» ENTRIES PROVIDED:
PR #453, opened 2022-09-27
use intercepts in ziti_src

ekoby:
ziti_src can be initialized without a service -- service will be looked up based on intercept configs
also make sure we provide forwarding data in dial options

### DIFF
--- a/library/ziti_src.c
+++ b/library/ziti_src.c
@@ -46,7 +46,7 @@ const char *zl_strerror(uv_link_t *link, int err);
 
 static void zlnf_conn_cb(ziti_connection conn, int status);
 
-static ssize_t zlnf_data_cb(ziti_connection conn, uint8_t *data, ssize_t length);
+static ssize_t zlnf_data_cb(ziti_connection conn, const uint8_t *data, ssize_t length);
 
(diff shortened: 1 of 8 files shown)


library/ziti_src.c
```diff
@@ -74,16 +74,40 @@ int ziti_src_init(uv_loop_t *l, um_src_t *st, const char *svc, ziti_context ztx)
...
 
+    char app_data[1024];
+    size_t app_data_len = snprintf(app_data, sizeof(app_data), "{"
+                                         "\"dst_protocol\":\"tcp\","
+                                         "\"dst_hostname\":\"%s\", "
+                                         "\"dst_port\":\"%s\""
+                                         "}", host, port);
+    ziti_dial_opts opts = {
+            .app_data = app_data,
+            .app_data_sz = app_data_len,
```
scareything, line 98: we should probably check that `snprintf` returned a positive value before getting here.

ekoby: `snprintf` always returns a positive value

scareything: ahh, TIL C99 compliant implementations don't return -1 when the buffer is too small.

smilindave26 (approved):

» PROBLEM STATEMENT:
Restate word for word every line from the one containing "scareything, line 98: we" through the final line of the listing. Both end lines belong in the answer.

» RESULT OF THE TASK:
scareything, line 98: we should probably check that `snprintf` returned a positive value before getting here.

ekoby: `snprintf` always returns a positive value

scareything: ahh, TIL C99 compliant implementations don't return -1 when the buffer is too small.

smilindave26 (approved):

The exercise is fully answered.